------ Records shown
PR #582, opened 2017-10-09
Add optional password to the download url

### LINKED ISSUE #69: Encrypt filename

### LINKED ISSUE #381: Add a pin/password for each file
Add the possibility to have a password/pin to protect each file.

dannycoates:
This adds an optional password to the download url of the shared file. Also, file metadata is now encrypted, so the server will no longer know the filename or type of all new files, not just password protected ones.

After a password is set the server requires verification of the password before returning both the encrypted file metadata and encrypted file.

Known issues:
- Does not work on Safari < 11, yet
- A few remaining css style issues
- With multiple browsers attempting to download a password protected file its possible for the valid password to be rejected if the server's nonce has changed. Re-entering the password with the new nonce will work as expected. I don't expect this to be common in real life.

Closes #381 
Closes #69

### DIFF
--- a/public/locales/en-US/send.ftl
+++ b/public/locales/en-US/send.ftl
@@ -34,6 +34,10 @@ sendAnotherFileLink = Send another file
 downloadAltText = Download
 downloadFileName = Download { $filename }
 downloadFileSize = ({ $size })
+unlockInputLabel = Enter Password
+unlockInputPlaceholder = Password
+unlockButtonLabel = Unlock
+downloadFileTitle = Download Encrypted File
 // Firefox Send is a brand name and should not be localized.
 downloadMessage = Your friend is sending you a file with Firefox Send, a service that allows you to share files with a safe, private, and encrypted link that automatically expires to ensure your stuff does not remain online forever.
 // Text and title used on the download link/button (indicates an action).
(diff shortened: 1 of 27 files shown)


public/locales/en-US/send.ftl
```diff
@@ -34,6 +34,10 @@ sendAnotherFileLink = Send another file
 downloadAltText = Download
 downloadFileName = Download { $filename }
 downloadFileSize = ({ $size })
+unlockInputLabel = Enter Password
+unlockInputPlaceholder = Password
+unlockButtonLabel = Unlock
+downloadFileTitle = Download Encypted File
```
flodolo: typo (encrypted)

public/locales/en-US/send.ftl
```diff
@@ -80,3 +84,6 @@ footerLinkAbout = About Test Pilot
 footerLinkPrivacy = Privacy
 footerLinkTerms = Terms
 footerLinkCookies = Cookies
+requirePassword = Require a password to download this file
```
flodolo: Can you use a string ID that describes better the role of this string, or add a localization comment to explain the context?

public/locales/en-US/send.ftl
```diff
@@ -80,3 +84,6 @@ footerLinkAbout = About Test Pilot
...
+addPassword = Add Password
```
flodolo: Same here, can you add some context? I assume it's a button, or a link.

Issue #594, opened 2017-10-13
The "Password" and "Copy to clipboard" fields are misaligned


Softvision-CristinaBadescu:
[Affected versions]:
- Firefox 56 and up

[Affected Platforms]:
- All Windows
- All Mac
- All Linux

[Steps to reproduce]:
1. Open the browser and navigate to https://send.dev.mozaws.net.
2. Upload a file and click on the "Require a password to download this file" checkbox.
3. Observe the "Password" field position in comparison with "Copy to clipboard" field.

[Expected result]:
- The "Password" and "Copy to clipboard" fields have the same alignment.

[Actual result]:
- The "Password" and "Copy to clipboard" fields are misaligned. 

[Notes]:
- Here is a screen shot of the issue:
![aliniament](https://user-images.githubusercontent.com/31244235/31552712-ef7c6dce-b040-11e7-8654-0276e23c7c50.png)

sevaan:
------------
What is needed: As the answer, set down only the lines from the data above between the one holding "2. Upload a" and the one holding "fields are misaligned.", inclusive, exactly as they read.

Exercise response:
2. Upload a file and click on the "Require a password to download this file" checkbox.
3. Observe the "Password" field position in comparison with "Copy to clipboard" field.

[Expected result]:
- The "Password" and "Copy to clipboard" fields have the same alignment.

[Actual result]:
- The "Password" and "Copy to clipboard" fields are misaligned. 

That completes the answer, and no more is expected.